Any ideas or help on this?
Thanks
When opening my web site the virus detection alerts to a Bloodhound.Exploit.56 virus found. Once deleted it appears to be fine. I checked all the files on my site and can't find any that shouldn't be there.
Any ideas or help on this?
Thanks
Internet Explorer users are reporting the same when logging in to my site. It doesn't seem to be affecting Firefox users. I'm not sure what to tell my users other than switch to Firefox for security reasons..... I'm not sure if it matters but my site is hosted on Cluster03.
YvetteKuhns
1-16-06, 02:57 PM
http://www.symantec.com/avcenter/venc/data/bloodhound.exploit.56.html
This tells about the Windows exploit. The problem is on your computer. Once you update your antivirus software, rescan your hard drive and let the software do its job, your website should be okay in Internet Explorer as well as Firefox. Other people can view your website in IE and not have a problem, if/because their computers were not infected.
Thanks everyone
Sounds like my site is ok and is just a computer problem.

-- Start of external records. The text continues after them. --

PR #472, opened 2015-02-24
clone: Use newer Box syntax and Debug trait for printing

badboy:
This runs for me on latest rustc.

### DIFF
--- a/examples/clone/clone.rs
+++ b/examples/clone/clone.rs
@@ -1,5 +1,3 @@
-#![feature(box_syntax)]
-
 // A unit struct without resources
 #[derive(Debug, Copy)]
 struct Nil;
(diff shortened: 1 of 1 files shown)


steveklabnik:
Thank you! We should be able to remove the feature gate on line 1 then, too. Mind doing that?

badboy:
aaand done.

examples/clone/clone.rs
```diff
@@ -27,7 +25,7 @@ fn main() {
     println!("copy: {:?}", moved_pair);
 
     // Error! `pair` has lost it resources
-    //println!("original: {}", pair);
+    println!("original: {:?}", pair);
```
steveklabnik: when you lost the `//`, it broke the tests!

badboy: D'oh!

steveklabnik:
Thanks so much!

I use NOD and it caught it and removed it but a person with norton told me it caught it but then came up again so I told them to scan for it and remove it.
ihopesew
1-16-06, 06:50 PM
I had the same thing happen to my site over the weekend. I opened my index file and found a link to <iframe src=http://www.tgp.la ... I did not put this on my page!
apparently there is an infected file called n.wmf at that location. I took out the unwanted line of code in my home page and it fixed the problem - at least for now. But I still don't know how someone got into my site and changed the code in my home page.
YvetteKuhns
1-16-06, 07:28 PM
But I still don't know how someone got into my site and changed the code in my home page.
Sometimes hackers find your file path info and login info when you use forums or open source CMS such as phpbb or phpnuke. Sometimes hackers find your file path from your webstats which should be password-protected and blocked from search engine robots with robots.txt files.